The guy who Jackie meets is Brody’s Jack Starks, a Gulf War veteran who – after taking a near-fatal bullet to the head which leaves him with amnesia – is committed to a mental hospital for the criminally insane when he’s wrongfully accused of killing a cop. Under the questionable care of the hospital’s Dr. Becker (Kristofferson), Starks – who once met a young Jackie by the side of the road while attempting to fix her mom’s car – is repeatedly injected with anti-psychotic drugs, forcefully strapped into a straight jacket and locked, for hours at a time, inside a dingy morgue drawer in the hospital’s deserted basement.

It’s here that The Jacket really gets interesting. While in the drawer, Starks is able to propel himself into the somewhat-near future. Although he’s literally trapped in the jacket (hence the film’s title), he simultaneously winds up in 2007 where he is hesitantly befriended by a grown-up, self-destructive Jackie. It is here and now, in the future, that Starks learns he is destined to die in a mere four days.

"When [Jackie] meets Starks she has nothing to lose, and she has no self-protection instinct," says Knightley when reflecting on her character. "She picks up a stranger in a car park, offers him a ride, then lets him stay at her apartment while she drinks and takes a bath. She is almost inviting harm in a reckless way."

While harm doesn’t befall Starks and Jackie as a couple, it did almost surface when Knightley first met with director John Maybury in regards to the role. According to the actress, who turns 20 on March 26, she traveled to London from the Dublin, Ireland set of King Arthur to discuss The Jacket. The trouble was that she had a debilitating case of food poisoning when she showed up at what turned out to be a lunch meeting.

"I spent most of my energy trying not to projectile vomit on these people I desperately wanted to work with," says Knightley.

Little did she know, though, that Maybury – who most recently wrote and directed the 1998 film Love is the Devil, a biography of British painter Francis Bacon – already had a preconceived notion about casting Knightley in The Jacket.

"I didn’t want Keira Knightley for the role," admits Maybury. "I’d met 15 to 20 young American actresses, and there were at least two or three that I thought would be terrific as Jackie. So, very reluctantly, I met with her. I knew she was an interesting, pretty girl, but that was it as far as I was concerned.

"The fact that she had food poisoning at the audition actually served to make her act and look even more Jackie-like," Maybury adds. "Then, when she read, she was excellent. I realized that she was a very intelligent girl and a very good actor.
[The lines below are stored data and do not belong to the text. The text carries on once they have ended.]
PR #204, opened 2026-08-27
refactor(web): make onboarding say what it is and what to do

Gandy2025:
## Summary

Onboarding is the first surface an Account sees, and it was structured around the data model rather than the reader. Reviewing it in the browser turned up defects behind the copy, so this changes structure first and wording second.

**Presentation**

- `/onboarding` and the staging Lab render outside `AppShell`. The primary navigation offered four destinations `WorkspaceSetupGate` sent straight back to `/onboarding` — clicking any of them was a no-op — and its brand stood beside the one onboarding renders itself. Removing the shell also lets the surface be full-bleed instead of inset by `main.content`'s padding, which had made the document taller than the viewport in every state (measured: 996px document against a 900px viewport with all content collapsed).
- The Lab renders the onboarding page verbatim, with no frame or page chrome of its own, so a reviewer judges what production draws. Choosing a scenario and resetting the shared staging Account move into one floating control that production never shows. The reset keeps its confirmation dialog and its `resetAvailable` gate.
- Preview answers the Computer connect action from a fixed command instead of disabling it. The command block, its copy affordance and the waiting state were unreachable in review, which is exactly the hierarchy the Lab exists to show. It still issues no connect code and starts no polling — covered by a test that advances 30 minutes and asserts no request and no timer.

**Copy**

- The journey intro says what an Agent is rather than that one is being prepared.
- The derived Agent name stays out of the first run. Onboarding creates the Account's first Agent, where the derived name cannot collide, so it appears only when a display name derives to nothing — a Chinese display name derives to an empty string, and previously the rejection at submit was the first mention of the field.
- The messaging strip reports the link on one axis (`Not connected` / `Connecting…` / `Disconnected` / `Connected`) and separates a binding being built from one that has broken. It previously showed `Authorization` for all five `HandoffProgress` states, including a failed binding.
- Sentences that restate the labels beneath them are gone, and the Feishu bot has one casing.

**Type and layout**

- One thing at the top of the scale: the rail maps the journey, the stage carries the work. Both were `--text-display` at `--fw-semibold`, side by side, so the page had no primary heading.
- Field labels read as labels — reading face, sentence case. Monospace stays with what is genuinely machine output.
- `.agent-create-route-copy strong` took its weight from the browser default for `<strong>` rather than the token layer, which is the one path the typography guard cannot see; the same value rendered at 600 in one place and 700 in another on the same screen.
- The form no longer carries a card of its own inside the stage card. Its border resolved to three sides — `.form-card:first-child` beat `.form-card` on the top edge — and step 02 rendered no such panel.
- The connection strip marks the Agent by its own name and Feishu by its own logo. The Agent mark was a hard-coded `OT` next to a display name the Account chooses, so an Agent named 小助手 was still marked `OT`; the Feishu mark was `FS`, an abbreviation nobody uses. `assets/feishu.svg` was already in the tree and already used by the Tasks page.

## Testing

- `pnpm check`, `pnpm build`, `pnpm typecheck`, `pnpm test` — all pass on this base.
- New coverage: onboarding renders without the primary navigation; the derived Agent name is hidden in the first run and revealed when a display name derives to nothing; the Lab renders the onboarding page with no application navigation; Preview answers the connect action without reaching the Server.
- Walked all nine Lab scenarios in a browser at 1440×900 and 375×812, against the real components and stylesheet.

## Breaking changes

None. No API, schema or route path changes; `/onboarding` and `/internal/onboarding-lab` resolve as before.

## Checklist

## Known gaps

Two findings from this review are not in this PR, because both need a product decision:

1. `Install Codex` tells the Account to install something and gives no command or link, while the Computer step gives a copyable command. The step dead-ends.
2. The stage heading is the same sentence in four of five step-01 sub-states, so the largest text on the page describes the step rather than what the Account can do now. `stageStatus` already holds the sub-state this would consume.

### DIFF
--- a/apps/web/src/__tests__/app.test.tsx
+++ b/apps/web/src/__tests__/app.test.tsx
@@ -2466,6 +2466,19 @@ describe("OpenTag Web App Shell", () => {
     expect(window.location.pathname).toBe("/onboarding");
   });
 
+  it("renders onboarding without the application navigation", async () => {
+    installApi({ setupCompletedAt: null });
+    render(<App />);
+    await screen.findByRole("heading", { name: "Set up OpenTag" });
+
+    // The Account has not entered the application yet. Every destination the primary navigation
+    // offers is behind the setup gate, which sends them all straight back here, and the shell
+    // brand would stand beside the one onboarding renders itself.
+    expect(screen.queryByRole("navigation", { name: "Primary navigation" })).toBeNull();
+    expect(screen.queryByRole("link", { name: "Agents" })).toBeNull();
+    expect(screen.getAllByRole("link", { name: "OpenTag" })).toHaveLength(1);
+  });
+
   it("keeps completed Workspaces out of onboarding even when it is requested directly", async () => {
     installApi();
     window.history.replaceState({}, "", "/onboarding");
--- a/apps/web/src/agent-creation/agent-creation-flow.tsx
+++ b/apps/web/src/agent-creation/agent-creation-flow.tsx
@@ -32,7 +32,17 @@ export interface AgentCreationFacts {
   readonly runtimeEvidenceAvailable: boolean;
 }
 
+/**
+ * When the derived Agent name is put in front of the Account. `always` keeps it visible, which is
+ * what a Workspace that already holds Agents needs: the name carries a uniqueness constraint, so
+ * seeing the derivation is how a collision gets avoided before it is submitted. `when-required`
+ * shows it only once a display name derives to nothing and the Account has to choose one — the
+ * onboarding case, where this is the Account's first Agent and no collision is possible.
+ */
+export type AgentNameDisclosure = "always" | "when-required";
+
 export interface AgentCreationFlowProps {
+  readonly agentNameDisclosure?: AgentNameDisclosure;
   readonly facts: AgentCreationFacts;
   readonly initialDisplayName?: string;
   readonly onCancel?: () => void;
@@ -81,6 +91,7 @@ export function deriveAgentName(displayName: string): string {
 }
 
 export function AgentCreationFlow({
+  agentNameDisclosure = "always",
   facts,
   initialDisplayName = "",
   onCancel,
@@ -122,6 +133,14 @@ export function AgentCreationFlow({
   const restoreComputerSetupFocusRef = useRef(false);
   const computerRefreshStartedRef = useRef(false);
 
+  /**
+   * A display name carrying no Latin letters or digits — a Chinese one, most often — derives to an
+   * empty Agent name, which submit refuses. That is the one case where the Account has to act on
+   * the name, so it is the one case `when-required` reveals it: hiding it here would let the first
+   * mention of the field be the error that rejects the form.
+   */
+  const nameUnderivable = name.trim() === "";
+  const agentNameVisible = agentNameDisclosure === "always" || nameUnderivable;
   const readyRoutes = useMemo(() => resolveReadyRoutes(facts), [facts]);
   const defaultReadyRoute = readyRoutes[0];
   const displayedComputer =
@@ -285,8 +304,11 @@ export function AgentCreationFlow({
             }}
           />
         </Field>
-        {!editingName ? (
+        {!editingName && agentNameVisible ? (
           <div className="agent-name-summary">
+            {nameUnderivable ? (
+              <p className="agent-name-required">This display name cannot produce an @ name. Set one to continue.</p>
+            ) : null}
             <Button
               aria-label="Edit Agent name"
               aria-controls="agent-name-editor"
@@ -459,12 +481,15 @@ function RuntimeRouteSection({
     .filter((provider) => provider.computerId === displayedComputer?.id)
     .sort((left, right) => providerRank(left.provider) - providerRank(right.provider));
   const computerOptions = [...facts.computers].sort((left, right) => left.displayName.localeCompare(right.displayName));
+  // The heading names the section and everything under it answers it: the route rows label
+  // themselves Computer and Runtime, and where there is no Computer yet the setup panel names the
+  // task. A sentence here would only say those labels again, which is one more line between the
+  // Account and the single action this step asks for.
   return (
     <section aria-labelledby="agent-runtime-heading" className="agent-create-runtime">
       <header className="agent-create-runtime-header">
         <div>
           <h3 id="agent-runtime-heading">Where it runs</h3>
-          <p>Choose the Computer and Runtime for this Agent.</p>
         </div>
       </header>
 
--- a/apps/web/src/computer-setup.test.tsx
+++ b/apps/web/src/computer-setup.test.tsx
@@ -481,4 +481,28 @@ describe("ComputerSetup", () => {
     expect(onConnected).not.toHaveBeenCalled();
     expect(vi.getTimerCount()).toBe(2);
   });
+
+  it("answers the primary action in preview without issuing a code or polling", async () => {
+    const issue = vi.spyOn(browserApi, "issueComputerConnectCode");
+    const computers = vi.spyOn(browserApi, "computers");
+    render(<ComputerSetup preview />);
+
+    await clickGenerate();
+
+    // Review has to see the step this action opens, so the command, its copy affordance and a
+    // running validity are all rendered — from a fixed command, with no Server reached.
+    expect(screen.getByRole("button", { name: "Copy command" })).toBeTruthy();
+    expect(screen.getByRole("status").textContent).toBe("Waiting for the Computer to connect…");
+    expect(screen.getByText(/^Expires in /)).toBeTruthy();
+    expect(issue).not.toHaveBeenCalled();
+    expect(computers).not.toHaveBeenCalled();
+
+    // No poll cycle started, so nothing can expire the command out from under a reviewer.
+    await act(async () => {
+      await vi.advanceTimersByTimeAsync(30 * 60_000);
+    });
+    expect(vi.getTimerCount()).toBe(0);
+    expect(screen.queryByRole("alert")).toBeNull();
+    expect(computers).not.toHaveBeenCalled();
+  });
 });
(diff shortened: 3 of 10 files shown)


baixiaohang (changes requested):
- Rationale: the new messaging strip turns an ambiguous not-ready handoff into confirmed forward progress, so a disconnected or locally unready Feishu integration can be presented as “Connecting…”.

**Risk level**: C
- Path baseline: only `apps/web/**` changes.
- Semantic lift: none; this changes presentation and route composition, not subscriptions, WebSocket parsing, or the data layer.

**PR summary**
- Problem: first-run Accounts currently see duplicate/non-functional application chrome, implementation-oriented copy, and a staging preview that cannot exercise the important Computer-connect state.
- Approach: make onboarding a standalone full-bleed surface, render the Lab through the production presentation with floating staging controls, simplify first-run identity copy, and make Agent/Feishu state easier to scan.
- Impacted modules: Web routing, onboarding state presentation, Agent creation, Computer setup preview, Lab controls, styles, and their tests.

**Review findings**
❌ 1. `active-not-ready` is not evidence that the Feishu link is “Connecting…”. The Server returns `{ bindingState: "active", handoffReady: false }` when the observed Feishu connection is disconnected or when Feishu CLI readiness is missing; `messagingLink()` maps every such case to the working state. This makes a stalled/disconnected handoff look like confirmed progress. Keep `provisioning` as connecting, but represent `active-not-ready` as unconfirmed/action-required, or expose enough authoritative detail to distinguish the causes, and cover both states in the view tests. [R4 / `apps/web/src/onboarding/view.tsx:299`]
⚠️ 2. Opening the floating Lab switcher leaves focus on a toggle that follows the newly inserted panel in DOM order. A forward Tab therefore skips the scenario/reset controls and wraps through the full onboarding page before reaching them. Move focus into the panel on open (with an intentional return target), or put the toggle before the controlled panel so keyboard reviewers can reach the Lab controls directly. [`apps/web/src/internal/onboarding-lab-page.tsx:180`]

**Action taken**
- Submitted request changes on head `0cdf725a8e5c5b0743d2897d4c16a1fce1ee547e`.

yuezengwu (changes requested):

Reviewed exact head `0cdf725a8e5c5b0743d2897d4c16a1fce1ee547e` against base `e82d00a5769242a504a73f8897acf0fbfbd66fe4`.

**Findings**

❌ 1. The connection strip reports inference as fact. `active-not-ready` only says the combined handoff gate failed: the Server produces it when the Feishu connection lease is disconnected, the Agent Runtime is not ready, or the Feishu CLI is not ready. Mapping every one of those cases to `Connecting…` makes a stalled or disconnected handoff look like confirmed forward progress. The same mapping calls every authorization/error state `Disconnected`, although those states do not prove transport disconnection either. Keep `provisioning` as `Connecting…`, but use an evidence-backed neutral/action-required label for ambiguous not-ready states, or extend the response with the exact authoritative cause. Add view coverage for `active-not-ready` and the attention states. [`apps/web/src/onboarding/view.tsx:286`]

⚠️ 2. Opening the floating Lab switcher leaves focus on the toggle, but the newly rendered panel precedes that toggle in DOM order. A forward Tab therefore leaves the switcher and traverses the onboarding page before it can reach the scenario and reset controls. Move the toggle before the controlled panel, or focus the first panel control on open and restore focus intentionally on close; cover the keyboard path. [`apps/web/src/internal/onboarding-lab-page.tsx:108`]

**Validation**

- `pnpm check`
- `pnpm build`
- `pnpm typecheck`
- Focused Web tests: 185/185 passed across app, Computer setup, Onboarding Lab, and onboarding page suites
- `pnpm test`: all 7 Turbo tasks passed, plus 66/66 repository script tests
- `git diff --check e82d00a5769242a504a73f8897acf0fbfbd66fe4..0cdf725a8e5c5b0743d2897d4c16a1fce1ee547e`

No merge action taken.

Gandy2025:
Both findings were right, and the first one was the same mistake I set out to fix — I replaced one label that overclaimed with two that did.

**1. `active-not-ready` reported as progress — fixed in 3cfac71**

Confirmed against `im-binding-service.ts:896`: `handoffReady: true` requires `agentRuntimeReadiness === "ready" && providerCliReadiness === "ready" && connectionReady`, and `ImBindingHandoffStatus` carries only `bindingState` and `handoffReady`, so the page cannot tell which of the three failed. An active binding that fails that gate is not an act in progress and not a severed transport.

| `HandoffProgress.kind` | before | now |
| --- | --- | --- |
| `provisioning` | `Connecting…` | `Connecting…` — the one state the Server states as in progress |
| `active-not-ready` | `Connecting…` | `Not ready`, neutral tone |
| `attention` (`reauthorization_required` / `error` / `disabled`) | `Disconnected` | `Needs attention` |

`Disconnected` went for the reason @yuezengwu gave: an expired authorization proves nothing about the transport. `Needs attention` states what the state asks of the Account, which is the part the page can actually evidence.

New coverage in `page.test.tsx`: `active-not-ready` asserts `Not ready` and asserts `Connecting…` is absent; `provisioning` asserts `Connecting…`; all three attention states run through `it.each` and assert `Needs attention`, no `Disconnected`, and `data-status="attention"`.

**2. Switcher focus order — fixed in 3cfac71**

The toggle now precedes the panel it controls in the document, so a forward Tab from it lands inside the panel. The panel still reads above the toggle through `order: -1` in the stylesheet, which is where visual order belongs. `onboarding-lab.test.tsx` asserts the document position, `aria-controls`/`aria-expanded`, and that Escape closes the panel and returns focus to the toggle.

`pnpm check`, `pnpm build`, `pnpm typecheck`, `pnpm test` all pass — web is 336 tests, up 6.

baixiaohang (changes requested):
- Rationale: the visible status labels now stay within the Server evidence, but the accessible name still reports an unsupported transport failure for every attention state.

**Risk level**: C
- Path baseline: only `apps/web/**` changes.
- Semantic lift: none; this is presentation and route composition, not subscriptions, WebSocket parsing, or the data layer.

**PR summary**
- Problem: first-run Accounts currently see duplicate/non-functional application chrome, implementation-oriented copy, and a staging preview that cannot exercise the important Computer-connect state.
- Approach: make onboarding a standalone full-bleed surface, render the Lab through production presentation with floating staging controls, simplify first-run identity copy, and report Agent/Feishu state from authoritative facts.
- Impacted modules: Web routing, onboarding state presentation, Agent creation, Computer setup preview, Lab controls, styles, and their tests.

**Review findings**
❌ 1. The visible `Needs attention` fix still exposes the old overclaim to screen-reader users. The section's accessible name is built from `link.description`, and the `attention` entry says `unable to reach`; however, this branch includes `reauthorization_required`, which does not prove that the Feishu transport is unreachable. The page therefore announces “Agent unable to reach Feishu” for a state it intentionally treats as ambiguous in the visible UI. Use an evidence-neutral accessible description for `attention` (for example, that the Feishu link needs attention), and assert the accessible name for the attention cases so the two representations cannot drift. [R4 / `apps/web/src/onboarding/view.tsx:299`]

✅ The prior `active-not-ready`/attention visible-label finding is otherwise resolved, and the Lab toggle now precedes its controlled panel in DOM order with focused coverage.

**Action taken**
- Submitted request changes on head `3cfac717eeb7c391023c6b4d1987d820f88a9386`.

Gandy2025:
Right, and I had fixed only half of it — the visible labels moved, their accessible counterparts did not.

**Fixed in dd8a328**

| link state | accessible name before | now |
| --- | --- | --- |
| `attention` | `…Agent unable to reach Feishu` | `…Agent needs attention on its link to Feishu` |
| `not-ready` | `…Agent not yet ready to reach Feishu` | `…Agent not confirmed ready to reach Feishu` |

I took `not-ready` with it for the same reason, though it was not in the finding: the gate it reports can be failed by the Feishu CLI or by the connection lease, so naming the Agent as the thing that "is not yet ready" attributes a cause the page cannot see either.

The tests now assert the accessible name by its exact string alongside the visible label in the same case, so the two cannot drift apart again:

```
findByLabelText("OpenTag Agent needs attention on its link to Feishu")
findByLabelText("OpenTag Agent not confirmed ready to reach Feishu")
```

`pnpm check`, `pnpm build`, `pnpm typecheck`, `pnpm test` all pass.

baixiaohang (approved):
**Recommendation**: approve
- Rationale: the final patch resolves the remaining accessible-state overclaim, and the onboarding presentation now stays within the Server evidence in both its visible and screen-reader representations.

**Risk level**: C
- Path baseline: only `apps/web/**` changes.
- Semantic lift: none; this changes presentation and route composition, not subscriptions, WebSocket parsing, or the data layer.

**PR summary**
- Problem: first-run Accounts currently see duplicate or non-functional application chrome, implementation-oriented copy, and a staging preview that cannot exercise the important Computer-connect state.
- Approach: make onboarding a standalone full-bleed surface, render the Lab through the production presentation with floating staging controls, simplify first-run identity copy, and report Agent/Feishu state only from authoritative facts.
- Impacted modules: Web routing, onboarding state presentation, Agent creation, Computer setup preview, Lab controls, styles, and their tests.

**Review findings**
✅ The visible and accessible status copy now agree without inferring progress, transport failure, or a specific readiness cause from the combined handoff gate; exact accessible-name coverage protects the ambiguous states.
✅ The Lab toggle precedes its controlled panel in document order, retains the intended visual placement, and restores focus on Escape.
✅ All six current-head CI checks passed.

**Action taken**
- Approved head `dd8a328b8df1376455ad12885e6e4d5f8c3868d7`.

yuezengwu (approved):
Reviewed exact head dd8a328b8df1376455ad12885e6e4d5f8c3868d7 against base e82d00a5769242a504a73f8897acf0fbfbd66fe4.

The prior blockers are resolved on this head:
- the messaging strip now reserves progress for provisioning, reports active-but-not-ready without inventing a cause, and keeps attention states neutral in both visible and accessible copy;
- the Lab toggle now precedes its revealed panel in DOM/tab order, while CSS preserves the intended visual placement, and Escape closes the panel and restores focus.

I also reviewed the full PR diff and the task-relevant Feishu readiness boundary. Local validation passed: git diff --check; pnpm check; pnpm build; pnpm typecheck; focused Web tests (191/191); and pnpm test (66 script tests plus 7/7 Turbo tasks, including Web 336/336). All current GitHub checks are successful.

She comes across almost like a young Jane Fonda."

Just like Maybury, Knightley – who will shortly reprise her role as Elizabeth in Dead Man’s Chest, the Pirates sequel, as well as star in the up-and-coming films Domino and Pride and Prejudice – has a vivid memory of the fateful day during which she was offered her multifaceted role in The Jacket.

"[Maybury] told me that he did not think I was right for the role and he didn’t want me," Knightley remembers. "At that moment, I had nothing to lose. I declared that if I didn’t get the part of Jackie I could be stuck in corsets for the next 20 years, and asked him to let me read. He agreed, and promised [that] if he was convinced, he would hire me. We shook on it. I read the part, he gave me some notes, then gave me his phone number and offered me the job."

With a smudgy-eyed, self-destructive character now on her resume, Knightley – who was born and raised in England and once said that Katherine Hepburn and Vivien Leigh are among her heroes because of their perseverance – is good and ready to take the next step. With The Jacket about to hit theaters and three more films already under her belt, Knightley is sure to take Hollywood – and the world – by storm before she’s even 21.

The Jacket releases in theaters March 4.